Today is January 16th, so this is the 16th prompt for Just Jot it January 2022, and it’s brought to us by Lauren. Thanks, Lauren! Please be sure to visit her blog to read her post and say hello. And follow her while you’re there, if you’re not already.
Your prompt for JusJoJan January 16th, 2022, is “ridiculous.” Use the word “ridiculous” any way you’d like. Have fun!
It’s ridiculous but today I just can’t concentrate, nothing is coming into my brain for this prompt and it’s such a good prompt.
Well hubby and I have stinking colds, sore throats and coughs, plus I have chest and stomach and back ache too. I feel it would be ridiculous to keep going as it has taken me three hours to write this ridiculous post. So I am giving up now and having a rest , I hope to be back tomorrow. We have both taken LFTs and we are negative thank goodness. 💜💜💜
In 2017, the song was released as an acoustic, stripped-down version on the band’s Something Else album. In April 2020, it became the first song by an Irish band to surpass one billion views on YouTube. As of May 2021, Zombie has been streamed over 670 million times on Spotify and as of December 2021, has sold 778,942 copies in the United Kingdom.
The song was written in response to the death of Johnathan Ball, 3, and Tim Parry, 12, who had been killed in the IRA bombing in Warrington, northwest England, when two devices hidden in litter bins were detonated. Ball died at the scene of the bombing as a result of his shrapnel-inflicted injuries and, five days later, Parry lost his life as a result of head injuries. 56 others were injured, some seriously. Parry died in his father’s arms in Liverpool‘s Walton hospital. The two boys had gone shopping to buy Mother’s Day cards on one of the town’s busiest shopping streets.
“There were a lot of bombs going off in London and I remember this one time a child was killed when a bomb was put in a rubbish bin – that’s why there’s that line in the song, ‘A child is slowly taken’. We were on a tour bus and I was near the location where it happened, so it really struck me hard – I was quite young, but I remember being devastated about the innocent children being pulled into that kind of thing. So I suppose that’s why I was saying, ‘It’s not me’ – that even though I’m Irish it wasn’t me, I didn’t do it. Because being Irish, it was quite hard, especially in the UK when there was so much tension.”— Dolores O’Riordan in 2017, on writing “Zombie”.
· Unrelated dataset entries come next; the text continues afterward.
PR #1182, opened 2017-06-08
Deprecate schedule calendar page and related ajax calls

jamiesjc:
Several reasons for this change:
1. Schedule calendar page is not exposed and used by anyone. 
2. When loading schedule calendar page, it will trigger both loadFlow and loadHistory ajax calls. They will create .cache file and store in web server /cache folder, which will take unnecessary disk space. And the .cache files are not cleaned up properly. 
3. This is part of the steps to simplify updaterThread logic.


azkaban-common/src/main/java/azkaban/executor/ExecutorManager.java
```diff
@@ -1337,14 +1336,6 @@ public void run() {
               }
             }
 
-            for (ExecutableFlow flow : finishedFlows) {
-              if (flow.getScheduleId() >= 0
-                  && flow.getStatus() == Status.SUCCEEDED) {
-                ScheduleStatisticManager.invalidateCache(flow.getScheduleId(),
-                    cacheDir);
```
jamiesjc: In updaterThread, the original intention of this code was to delete the .cache file for the flow when it succeeded. However, there was some bug and flow.getScheduleId() was always -1 and never updated correctly. So .cache file was never deleted once created. So I removed this code and simplified the logic in updaterThread.

kunkun-tang: Great Explanation!

HappyRay:
Great to see "dead code" gone.

Thanks!

wyukawa:
@jamiesjc 

Oh, I use loadFlow API because I want to get all schedule data.

https://github.com/wyukawa/eboshi/blob/master/eboshi/schedule.py#L18

Is there alternative API?

wyukawa:
send pull request https://github.com/azkaban/azkaban/pull/1219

Don’t Believe the Truth is the sixth studio album by English rock band Oasis. It was released on 30 May 2005 by Big Brother Recordings. It reached number one in the UK Albums Chart with first week sales of 237,865, and is the 32nd fastest selling album ever in the UK. The album entered the US charts at number 12, with 65,000 copies sold in the first week, the highest any Oasis album had reached there since 1997’s Be Here Now, although its chart stay was brief. Don’t Believe the Truth went triple platinum in the UK in the first week of 2006 (900,000+ sales), and in the US has sold more than 200,000 copies.
As with the previous album, Don’t Believe The Truth had significant writing contributions from members other than chief songwriter Noel Gallagher, and the album is the first where all duties were divided between the band members. On some of the tracks regular bass player Andy Bell handled guitar, while Gem Archer and Noel Gallagher contributed bass to other songs. Don’t Believe the Truth is the first Oasis record to feature the drumming of Zak Starkey, an auxiliary member of Oasis, who performed and toured with them following the departure of longtime drummer Alan White, and appeared on the DVD praising all members’ contributions. The album received positive reviews from critics, and many cited it as Oasis’s best album in a decade.
Liam Gallagher also had a larger impact on the album through his developing songwriting. Noel has said that the album is his favourite of Oasis’ last four, because all members contributed to it. This, he claims, has given it a different feel from a typically Noel-written Oasis album.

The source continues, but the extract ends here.